### Problem to solve
Copy every line below where the string "entirely" is found.

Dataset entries
*****

PR #751, opened 2021-06-03
Remove custom tensorflow build

dylex:
We've now added v100 GPUs to jenkins, so the custom tensorflow build is no longer necessary.  (Alternatively we could keep it and add support for the new GPUs so we can run on both, but probably there's not much point.)


janden:
Great! This will make things much easier. Thank you.

janden (approved):

PR #766, opened 2021-07-25
Add `width` meta

OverLordGoldDragon:
Useful in general, and used in a standard variant of JTFS; see [discussion](https://github.com/kymatio/kymatio/discussions/730#discussioncomment-1018400)


MuawizChaudhary (commented):
I think this should be merged after we've merged the previous PRs.

PR #770, opened 2021-08-24
Introduce `analytic`

OverLordGoldDragon:
`True` forces analyticity by zeroing negative frequencies; useful in JTFS, especially with `r_psi > sqrt(.5)`. Defaults to `False` for `Scattering1D`.

### DIFF
--- a/kymatio/scattering1d/frontend/base_frontend.py
+++ b/kymatio/scattering1d/frontend/base_frontend.py
@@ -11,7 +11,8 @@ compute_meta_scattering, precompute_size_scattering)
 
 class ScatteringBase1D(ScatteringBase):
     def __init__(self, J, shape, Q=1, max_order=2, average=True,
-            oversampling=0, vectorize=True, out_type='array', backend=None):
+            oversampling=0, vectorize=True, out_type='array', analytic=False,
+            backend=None):
         super(ScatteringBase1D, self).__init__()
         self.J = J
         self.shape = shape
@@ -21,6 +22,7 @@ class ScatteringBase1D(ScatteringBase):
         self.oversampling = oversampling
         self.vectorize = vectorize
         self.out_type = out_type
+        self.analytic = analytic
         self.backend = backend
 
     def build(self):
@@ -75,6 +77,16 @@ class ScatteringBase1D(ScatteringBase):
             criterion_amplitude=self.criterion_amplitude,
             r_psi=self.r_psi, sigma0=self.sigma0, alpha=self.alpha,
             P_max=self.P_max, eps=self.eps)
+
+        # analyticity
+        if self.analytic:
+          for psi_fs in (self.psi1_f, self.psi2_f):
+            for p in psi_fs:
+              for k in p:
+                if isinstance(k, int):
+                    M = len(p[k])
+                    p[k][M//2 + 1:] = 0  # zero negatives
+                    p[k][M//2] /= 2      # halve Nyquist
 
     def meta(self):
         """Get meta information on the transform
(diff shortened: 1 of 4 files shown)


lostanlen:
@janden thoughts?

lostanlen:
I don't think it's a good idea, nor do i think we should allow `r_psi>sqrt(2)/2` for `Q=1`. We'd be veering way too much outside of the Morlet design.

At this rate, better to design a new wavelet entirely.

OverLordGoldDragon:
> I don't think it's safe to take the analytic part

Why?

lostanlen:
Because it creates a discontinuity at Nyquist and thus destroys time localization (making it essentally sinc-like).
Hence the temporal envelope will no longer look like a Morlet at all.

Same problem with `r_psi>0.5`  under `Q=1`. This will cause the corrective term of Morlet at 0 Hz to grow in amplitude and become far from negligible. Hence the spectral envelope won't look Gaussian anymore, but asymmetric rather.

At this stage, we'd be losing so many mathematical properties of Gabor (time-frequency localization, chiefly) that we might as well design another wavelet from scratch. But that's not a short-term goal.

OverLordGoldDragon:
Surprisingly, there's little for worry.

Forced analytic Morlets are used in `ssqueezepy` for instantaneous AM & FM localization with success.

[Generalized Morse Wavelets](https://overlordgolddragon.github.io/generalized-morse-wavelets/) are _by design_ forced analytic. They are superior to Morlets per having more vanishing moments - however, I found that the two are nearly identical except for 1) very low frequencies; 2) high time localization (large `bw`).

> destroys time localization

Not so; the time resolution integral, with a squared weight, [still decays](https://github.com/jonathanlilly/jLab/issues/13#issuecomment-736834193) (if we handle the Nyquist bin properly). The effect is reduced much further after temporal averaging; if there's a difference vs. ideally time localized filters, we could hardly tell.

What's more important for scattering is analyticity. `|analytic(x)| = amplitude(x)` and `angle(analytic(x)) = phase(x)` break down the more "`analytic`" is inexact - which is bad news for second order time scattering, which is supposed to operate on `amplitude(x)`. It's even more important for frequential scattering in JTFS: low frequency `psi_fr` have the greatest energy, and any leaking into negatives significantly amplifies the opposite spin. In time domain, imperfect analyticity manifests as [breakdown of real-imag symmetries](https://github.com/kymatio/kymatio/discussions/752#discussioncomment-1124734). You can see the effect for yourself by passing `analytic=False` to `test_up_vs_down` in `test_jtfs.py`.

> Q=1

This is per the 2) and is a valid concern. I was thinking of making `analytic` a tuple like `Q` or `r_psi` for this; the ideal might be `(True, False)` for time scattering and `(True, False, True)` for JTFS, since there is no third order. But even with `Q_fr=1`, `True` wins.

So it's a tradeoff between time localization and analyticity. Since gains in latter far outweigh losses in former, I recommend `analytic=True` be the default, at least for JTFS.

MuawizChaudhary:
> I don't think it's safe to take the analytic part, nor do i think we should allow `r_psi>sqrt(2)/2` for `Q=1`. We'd be veering way too much outside of the Morlet design.
> 
> At this rate, better to design a new wavelet entirely.

With the changes introduced in the previous PRs, would we be able to introduce a generalized gabor wavelet scattering?

lostanlen:
I would be more in favor of designing a Generalized Morse Wavelet module (or other idea of the same kind) than loading Gabor with all sorts of opt-in keyword arguments. It will confuse the hell out of our users and make the Gaussianity of the Gabor less and less recognizable. As we say in French, `analytic` feels like a bandage on a wooden leg.

The same is true of `r_psi`, which has far-reaching and unintuitive consequences.

PR #764, opened 2021-07-25
Revamp `xi_max`

OverLordGoldDragon:
It's too low. Analyticity is worse with greater, but poor coverage beats no coverage.

image

(Note: LP sum images assume #765 merged)

PR #781, opened 2021-10-10
JTFS minimal

OverLordGoldDragon:


kymatio/numpy.py
```diff
@@ -1,4 +1,6 @@
-from .scattering1d.frontend.numpy_frontend import ScatteringNumPy1D as Scattering1D
+from .scattering1d.frontend.numpy_frontend import (
+    ScatteringNumPy1D as Scattering1D,
+    TimeFrequencyScatteringNumPy1D as TimeFrequencyScattering1D)
```
rastegah, line 3: why is `kymatio.numpy.TimeFrequencyScattering1D` exposed, but `kymatio.torch.TimeFrequencyScattering1D` is not?

OverLordGoldDragon: `jtfs-min` is [numpy only](https://user-images.githubusercontent.com/16495490/139905940-29c47d6c-4ca5-478b-bf35-c19f6f4c2867.png)

tests/scattering1d/test_jtfs.py
```diff
@@ -0,0 +1,372 @@
+# -*- coding: utf-8 -*-
+"""Joint Time-Frequency Scattering related tests."""
+import pytest
+import numpy as np
+from pathlib import Path
+from kymatio import Scattering1D, TimeFrequencyScattering1D
```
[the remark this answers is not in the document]
OverLordGoldDragon: As mentioned, `jtfs-min` is numpy only; only the main branch supports torch. Usage for `jtfs-min` is any of

```python
from kymatio import TimeFrequencyScattering1D
import kymatio; kymatio.TimeFrequencyScattering1D
from kymatio.numpy import TimeFrequencyScattering1D

jtfs = TimeFrequencyScattering1D(..., frontend='numpy')  # first two
jtfs = TimeFrequencyScattering1D(...)  # last
```
The default `torch` indeed won't work, but I kept it to minimize code changes. Also I believe `numpy` is planned to be the default in `0.3` or `0.4`.

kymatio/numpy.py
```diff
@@ -1,4 +1,6 @@
-from .scattering1d.frontend.numpy_frontend import ScatteringNumPy1D as Scattering1D
+from .scattering1d.frontend.numpy_frontend import (
```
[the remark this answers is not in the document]
OverLordGoldDragon: I assume the latest commit fixes this

kymatio/scattering1d/filter_bank.py
```diff
@@ -253,7 +261,7 @@ def compute_sigma_psi(xi, Q, r=math.sqrt(0.5)):
     return xi * term1 * term2
 
 
-def compute_temporal_support(h_f, criterion_amplitude=1e-3):
+def compute_temporal_support(h_f, criterion_amplitude=1e-3, warn=False):
```
rastegah, line 264: dare I say that `criterion_amplitude` is unlikely to change? hence, when will `warn` be necessary? for who is its exposure useful?

lostanlen: The behavior of `warn=True` may be obtained via a Python context manager:

```
with warnings.catch_warnings():
    warning.simplefilter('ignore')
```

so i don't think this `warn=False` new kwarg is necessary.

I don't fully understand the implications of `criterion_amplitude`.

kymatio/scattering1d/filter_bank.py
```diff
@@ -284,33 +292,92 @@ def compute_temporal_support(h_f, criterion_amplitude=1e-3):
...
+            N -= 1
     else:
-        # if there is none:
+        # if there are none
         N = half_support
-        # Raise a warning to say that there will be border effects
-        warnings.warn('Signal support is too small to avoid border effects')
+        if warn:
+            # Raise a warning to say that there will be border effects
+            warnings.warn('Signal support is too small to avoid border effects')
```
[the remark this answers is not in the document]
rastegah: let's remedy this so the filterbank can be ready to merge :)

kymatio/scattering1d/frontend/base_frontend.py
```diff
@@ -50,31 +62,96 @@ def build(self):
...
-        # to avoid padding more than N - 1 on the left and on the right,
-        # since otherwise torch sends nans
-        J_max_support = int(np.floor(np.log2(3 * self.N - 2)))
-        self.J_pad = min(int(np.ceil(np.log2(self.N + 2 * min_to_pad))),
-                         J_max_support)
+            normalize=self.normalize, pad_mode=self.pad_mode)
+        if self.average_global:
+            min_to_pad = max(pad_psi1, pad_psi2)  # ignore phi's padding
+
+        J_pad = math.ceil(math.log2(self.N + 2 * min_to_pad))
```
rastegah, line 117: can we move the instantiation of `J_pad` out of the frontend? Perhaps it is only necessary to compute it _within_ `scattering_filter_factory` so as to preserve the usability of this function, hiding the padding computation from the user

kymatio/scattering1d/frontend/base_frontend.py
```diff
@@ -175,6 +253,42 @@ def output_size(self, detail=False):
...
             concatenation of all scattering coefficients. Defaults to
             `'array'`.
+        pad_mode : str (default 'reflect') / function, optional
+            Name of padding scheme to use, one of (`x = [1, 2, 3]`):
+                - zero:    [0, 0, 1, 2, 3, 0, 0, 0]
+                - reflect: [3, 2, 1, 2, 3, 2, 1, 2]
+            Or, pad function with signature `pad_fn(x, pad_left, pad_right)`.
+            This sets `self.pad_mode='custom'` (the name of padding is used
+            for some internal logic).
+        max_pad_factor : int (default 2), optional
```
lostanlen, line 263: This looks terrifying. Why would you ever want to pad a signal of size `256` by _twice_ its length on both sides?

kymatio/scattering1d/frontend/base_frontend.py
```diff
@@ -368,4 +523,1496 @@ def _document(cls):
             n=cls._doc_array_n)
 
 
-__all__ = ['ScatteringBase1D']
+class TimeFrequencyScatteringBase1D():
+    def __init__(self, J_fr=None, Q_fr=2, F=None, implementation=None,
```
lostanlen, line 527: it's not clear to me what `implementation=None` does? why not `implementation=1` by default?

kymatio/scattering1d/frontend/base_frontend.py
```diff
@@ -368,4 +523,1496 @@ def _document(cls):
...
+          - If `'global'`, sets to maximum possible `F` based on `N_frs_max`.
+          - Used even with `average_fr=False` (see its docs); this is likewise
+            true of `T` for `phi_t * phi_f` and `phi_t * psi_f` pairs.
+
+    implementation : int / None
+        Preset configuration to use. Overrides the following parameters:
+
+            - `average_fr, aligned, out_3D, sampling_filters_fr`
+
+        Defaults to `None`, and any `None` argument above will default to
```
lostanlen, line 922: this sentence is unclear. Can anyone help?

kymatio/scattering1d/frontend/base_frontend.py
```diff
@@ -368,4 +523,1496 @@ def _document(cls):
...
+    pad_mode_fr : str (default 'conj-reflect-zero') / function
+        Name of frequential padding mode to use, one of: 'zero',
+        'conj-reflect-zero'.
+        Or, function with signature `pad_fn_fr(x, pad_fr, scf, B)`;
+        see `_right_pad` in
+        `kymatio.scattering1d.core.timefrequency_scattering1d`.
+
+        If using `pad_mode = 'reflect'` and `average = True`, reflected portions
+        will be automatically conjugated before frequential scattering to avoid
+        spin cancellation. For same reason there isn't `pad_mode_fr = 'reflect'`.
```
lostanlen, line 1114: Brilliant !!!!

kymatio/scattering1d/frontend/base_frontend.py
```diff
@@ -368,4 +523,1496 @@ def _document(cls):
...
+
+    analytic : bool (default True)
```
lostanlen, line 1116: `analytic==True` ? Time scattering doesn't do this.
I'd rather play with the xi_max and the r_psi to adjust this.
Can we revert to `analytic==False`?

kymatio/scattering1d/filter_bank.py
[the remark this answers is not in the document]
OverLordGoldDragon: Why? A warning is meant to be informative - if we throw false alarms, users will ignore them along legitimate ones.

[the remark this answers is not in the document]
lostanlen: If there's false alarms, it means the logic behind the warning should be fixed.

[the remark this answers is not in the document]
OverLordGoldDragon: There's nothing to fix, I'm just reusing a method that happens to throw warnings. A workaround is to have that method call a sub-method without warnings, but that's an extra function definition vs extra kwarg. These functions are purely internal to begin with.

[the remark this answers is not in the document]
OverLordGoldDragon: An alternative is to just catch the warning via `with`. That's more verbose if done multiple times, but I'm fine with it.

kymatio/numpy.py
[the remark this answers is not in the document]
rastegah: > resolved?

seems so

kymatio/scattering1d/frontend/base_frontend.py
rastegah: implementation `1` seems like the safest default option. I guess the `None` option lets the user build their own implementation?

kymatio/scattering1d/frontend/base_frontend.py
rastegah: if `implementation=None` and ``average_fr | aligned | out_3D | sampling_filters_fr == None` then `implementation=1` is used.

rastegah: If a user is going beyond implementations 2/3, could we assume they have already figured out the parameters to achieve their implementation? What if I want a `3D` output without `average_fr`? 

Is it necessary to have these options? Or would it be better to document possible options and use cases with examples?

kymatio/scattering1d/core/scattering1d.py
```diff
@@ -64,17 +70,17 @@ def scattering1d(x, pad, unpad, backend, J, psi1, psi2, phi, pad_left=0,
 
     # S is simply a dictionary if we do not perform the averaging...
     batch_size = x.shape[0]
-    kJ = max(J - oversampling, 0)
+    kJ = max(log2_T - oversampling, 0)
```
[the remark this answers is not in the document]
OverLordGoldDragon: Think we agreed to keep cleanups separate?

kymatio/scattering1d/filter_bank.py
```diff
@@ -284,33 +292,92 @@ def compute_temporal_support(h_f, criterion_amplitude=1e-3):
...
+            raise Exception("couldn't satisfy stop criterion before `N > 1e9`; "
+                            "check `fn`")
+        if 2 * p_halfwidth < N or (max_N is not None and N > max_N):
+            break
+        N *= 2
     return N
 
 
-def get_max_dyadic_subsampling(xi, sigma, alpha=5.):
+def get_max_dyadic_subsampling(xi, sigma, alpha=4.):
```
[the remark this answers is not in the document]
OverLordGoldDragon: `oversampling` isn't related to this in any way. And this is a private method, `alpha` is in the kwarg so we can set the value in one place and have it propagate internally rather changing it everywhere each time.

kymatio/scattering1d/frontend/base_frontend.py
OverLordGoldDragon: At this point there's lots such computations being done in the frontend. If that kind of refactoring is desired, it can be done separately, but I think keeping some in frontend is reasonable and adds clarity. It'd also require moving steps out of `build()` to after `create_filters()` for `Scattering1D`.

kymatio/scattering1d/filter_bank.py
```diff
@@ -712,22 +823,675 @@ def scattering_filter_factory(J_support, J_scattering, Q, r_psi=math.sqrt(0.5),
...
+def conj_fr(x):
+    """Conjugate in frequency domain by swapping all bins (except dc);
+    assumes frequency along first axis.
+    """
+    out = np.zeros_like(x)
+    out[0] = x[0]
+    out[1:] = x[:0:-1]
+    return out
+
+def compute_temporal_width(p_f, N=None, pts_per_scale=6, fast=True,
```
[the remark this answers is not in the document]
OverLordGoldDragon: > The last four keyword arguments are unused!

No, only `pts_per_scale` is unused, and that I left since it helps with prototyping if necessary - but I'm fine with hiding it.

> Do we really need two functions

Yes. Refer to our Discord discussions, also [here](https://github.com/kymatio/kymatio/discussions/730#discussioncomment-1018400)

kymatio/scattering1d/filter_bank.py
```diff
@@ -405,18 +472,18 @@ def compute_xi_max(Q):
     xi_max : float
         largest frequency of the wavelet frame.
     """
-    xi_max = max(1. / (1. + math.pow(2., 3. / Q)), 0.35)
+    xi_max = max(1. / (1. + math.pow(2., 1. / Q)), 0.4)
```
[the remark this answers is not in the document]
OverLordGoldDragon: Why what? Do you refer to extending the docs beyond original? The rationale is [here](https://github.com/kymatio/kymatio/pull/764)

kymatio/scattering1d/filter_bank.py
```diff
@@ -405,18 +472,18 @@ def compute_xi_max(Q):
...
     return xi_max
 
 
-def compute_params_filterbank(sigma_low, Q, r_psi=math.sqrt(0.5), alpha=5.):
+def compute_params_filterbank(sigma_min, Q, r_psi=math.sqrt(0.5), alpha=4.,
```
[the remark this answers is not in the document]
OverLordGoldDragon: Not exposed to user

kymatio/scattering1d/filter_bank.py
```diff
@@ -566,21 +670,32 @@ def scattering_filter_factory(J_support, J_scattering, Q, r_psi=math.sqrt(0.5),
         Each value for k is an array (or tensor) of size 2**(J_support - k)
         containing the Fourier transform of the filter after subsampling by
         2**k
+    * 'width': temporal width
```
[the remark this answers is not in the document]
OverLordGoldDragon: I'll do it. I kept it as brief as original but never liked original to begin with

kymatio/scattering1d/frontend/base_frontend.py
OverLordGoldDragon: `None` will set any params unspecified by the user to that of `implementation=1`.

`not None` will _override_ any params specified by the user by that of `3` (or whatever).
Issue #801, opened 2022-03-24
AttributeError: 'Tensor' object has no attribute 'ndim'


ryankshah:
I was following the classification tutorial for 1D wavelet scattering and I receive the error:

```python
Traceback (most recent call last):
  File "filter_signals_fft.py", line 145, in <module>
    x = Scattering1D(J, Q=Q)(x_in)
  File "C:\Users\xwb18152\AppData\Roaming\Python\Python38\site-packages\keras\utils\traceback_utils.py", line 67, in error_handler
    raise e.with_traceback(filtered_tb) from None
  File "C:\Users\xwb18152\AppData\Roaming\Python\Python38\site-packages\tensorflow\python\autograph\impl\api.py", line 692, in wrapper
    raise e.ag_error_metadata.to_exception(e)
AttributeError: Exception encountered when calling layer "scattering1d" (type Scattering1D).        

in user code:

    File "C:\Users\xwb18152\AppData\Roaming\Python\Python38\site-packages\kymatio\frontend\keras_frontend.py", line 17, in call  *
        return self.scattering(x)
    File "C:\Users\xwb18152\AppData\Roaming\Python\Python38\site-packages\kymatio\frontend\keras_frontend.py", line 14, in scattering  *
        return self.S.scattering(x)
    File "C:\Users\xwb18152\AppData\Roaming\Python\Python38\site-packages\kymatio\scattering1d\frontend\tensorflow_frontend.py", line 53, in scattering  *
        S = scattering1d(x, self.pad_fn, self.backend.unpad, self.backend, self.J, self.log2_T, self.psi1_f, self.psi2_f,
    File "C:\Users\xwb18152\AppData\Roaming\Python\Python38\site-packages\kymatio\scattering1d\core\scattering1d.py", line 76, in scattering1d  *
        U_0 = pad_fn(x)
    File "C:\Users\xwb18152\AppData\Roaming\Python\Python38\site-packages\kymatio\scattering1d\frontend\base_frontend.py", line 80, in pad_fn  *
        self.pad_mode)
    File "C:\Users\xwb18152\AppData\Roaming\Python\Python38\site-packages\kymatio\scattering1d\backend\tensorflow_backend.py", line 71, in pad  *
        return agnostic.pad(x, pad_left, pad_right, pad_mode, axis=axis)
    File "C:\Users\xwb18152\AppData\Roaming\Python\Python38\site-packages\kymatio\scattering1d\backend\agnostic_backend.py", line 36, in pad  *
[...]

Issue #775, opened 2021-08-31
Keras Scattering1D example does not work with TF>=2.5


entn-at:
When using Scattering1D with the Keras frontend (for example, in the spoken digit classification example,  `classif_keras.py`) of
 Kymatio 0.2.1 (installed from PyPi via pip) with TF 2.5 or 2.6, I'm getting the following error:
```ValueError: Error processing property 'phi_f' of DictWrapper(...```
TF2.4 works flawlessly. I'm not sure what change is causing this issue.

Minimal example for reproduction:
```
python3 -m venv ./venv
source venv/bin/activate
pip install tensorflow==2.6.0 kymatio=0.2.1
wget https://github.com/kymatio/kymatio/raw/master/examples/1d/classif_keras.py
python classif_keras.py
```

The full error log of running the `classif_keras.py` example script is below:
```
$ python classif_keras.py
2021-08-31 13:55:02.788089: W tensorflow/stream_executor/platform/default/dso_loader.cc:64] Could not load dynamic library 'libcudart.so.11.0'; dlerror: libcudart.so.11.0: cannot open shared object file: No such file or directory
2021-08-31 13:55:02.788144: I tensorflow/stream_executor/cuda/cudart_stub.cc:29] Ignore above cudart dlerror if you do not have a GPU set up on your machine.
2021-08-31 13:55:15.781264: W tensorflow/stream_executor/platform/default/dso_loader.cc:64] Could not load dynamic library 'libcuda.so.1'; dlerror: libcuda.so.1: cannot open shared object file: No such file or directory
2021-08-31 13:55:15.781343: W tensorflow/stream_executor/cuda/cuda_driver.cc:269] failed call to cuInit: UNKNOWN ERROR (303)
2021-08-31 13:55:15.781364: I tensorflow/stream_executor/cuda/cuda_diagnostics.cc:156] kernel driver does not appear to be running on this host (eduxps): /proc/driver/nvidia/version does not exist
2021-08-31 13:55:15.781694: I tensorflow/core/platform/cpu_feature_guard.cc:142] This TensorFlow binary is optimized with oneAPI Deep Neural Network Library (oneDNN) to use the following CPU instructions in performance-critical operations:  AVX2 AVX512F FMA
To enable them in other operations, rebuild TensorFlow with the appropriate compiler flags.
Model: "model"
_________________________________________________________________
Layer (type)                 Output Shape              Param #
=================================================================
input_1 (InputLayer)         [(None, 8192)]            0
[...]

PR #803, opened 2022-03-28
Fix issue #801 and Merge #775

ryankshah:
Somehow sorting the issue for scattering1d by modifying scattering3D backend (ndim resolution) and merge for #775. However, the code runs significantly slower and does not match run times as presented in documented examples.


MuawizChaudhary:
Closed by #882. Thanks for reporting the issue to us.

PR #814, opened 2022-05-20
Removed redundant default value for alpha

MarcusHaggbom:
Backwards compatible
No new functionality
Note! Test function was modified to use a value of alpha=5.

Removed default value for alpha parameter everywhere in filter_bank.py except factory function (scattering_filter_factory). This way the value of alpha is set once, avoiding a possible override of this value by the default.

### DIFF
--- a/kymatio/scattering1d/filter_bank.py
+++ b/kymatio/scattering1d/filter_bank.py
@@ -310,7 +310,7 @@ def compute_temporal_support(h_f, criterion_amplitude=1e-3):
     return N
 
 
-def get_max_dyadic_subsampling(xi, sigma, alpha=5.):
+def get_max_dyadic_subsampling(xi, sigma, alpha):
     """
     Computes the maximal dyadic subsampling which is possible for a Gabor
     filter of frequency xi and width sigma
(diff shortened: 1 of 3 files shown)


lostanlen:
@janden how can i restart this CI so that we retry the build on Jenkins?
and how do i run "self-hosted CI" ?

janden:
I have rebased this on top of the new dev, so the CI should be working again.

janden:
@MarcusHaggbom Remind me again what `alpha` does and why it's redundant?

MarcusHaggbom:
> @MarcusHaggbom Remind me again what `alpha` does and why it's redundant?

Alpha works as a parameter on how much aliasing error is tolerated when subsampling, and hence affects the number of "allowed" dyadic subsamplings for a wavelet.
The redundancy comes from assigning a default value to alpha in multiple places; when querying for filters given a certain value for alpha, this value should be used throughout the module. By requiring it to be passed explicitly in later functions, we mitigate the risk of (in future versions) forgetting to pass the intended value, which otherwise could cause a silent error. I.e.:
```
def main(alpha=1):
    _sub1(alpha)

def _sub1(alpha):
    _sub2()  # Forgetting to pass alpha

def _sub2(alpha=1):
    print(alpha)

main(0)
```

lostanlen:
ready to merge

lostanlen:
@MuawizChaudhary merge ?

*****

### Reply
At this rate, better to design a new wavelet entirely.
> At this rate, better to design a new wavelet entirely.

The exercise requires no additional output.